Should employees be incentivised for leading healthy lifestyles?
Research suggests that employee incentives, such as discounts on leisure activities or wellness-related items, can encourage healthier lifestyles. Rebekah Haymes of health and benefits consultancy Towers Watson looks at the implications of the findings.
The role of health incentives has been a subject that many UK employers have not embraced. Evidence suggests that the inclusion of incentives alongside wellbeing programmes has not been prevalent, with only 9% of UK employers recently surveyed offering them.
However, as employers face a challenge to increase employee engagement in health, perhaps incentives will start to have a place. At the same time, is there a greater chance for employers to focus on effective education and communication to encourage employees to buy into a culture of health and embark on healthy lifestyles for their own peace of mind?
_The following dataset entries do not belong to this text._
PR #1466, opened 2019-01-17
correct language w.r.t. QuerySet method chaining

das-g:
Not QuerySets can be chained, but their method calls can.

Changes in this pull request:

- Mention that some QuerySet methods themselves return a QuerySet
- Correct language: It's the method( call)s that can be chained/combined, not several QuerySets.
- Change h3-section title to reflect this new content.

This is an alternative change to the one proposed at #1311. Other than #1311, this change **doesn't** try to explain how to combine several QuerySets with the `union` method, which isn't needed for the tutorial anyway.

### DIFF
--- a/en/django_orm/README.md
+++ b/en/django_orm/README.md
@@ -192,8 +192,11 @@ We can also reverse the ordering by adding `-` at the beginning:
 
 ### Complex queries through method-chaining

Align wellbeing to business strategy
It is important to consider why employers want to ensure that a wellbeing strategy delivers results. While we have seen employers turn their attention to the preventative measures that wellbeing presents, many employers are too focused on tactical changes, implementing programmes without any clear strategy. However, we are now seeing a change in the tide, and employers are beginning to recognise the need to develop a wellbeing strategy aligned to business issues such as low employee engagement, high health-related benefit costs, high absence rates and low productivity levels.
Aligning a strategy to business issues also helps to build the business case and gain support from senior leadership, and enables clear measurement practices to be implemented. High engagement in programmes is key to their success, and therefore action needs to be taken to encourage participation – so is this achieved through incentives or education?
What is stopping employers from changing employee behaviour? The Towers Watson Staying@Work survey 2013/14 found that a lack of budget was the primary barrier. Perhaps senior leadership does not appreciate the benefits that good employee wellbeing creates?
A lack of health engagement was the second major barrier with a lack of evidence on returns being the third, with a lack of evidence on returns being the third. A lack of financial incentives was ranked in fifth place, suggesting that employees are not seeking rewards for taking part or switching to a healthier lifestyle.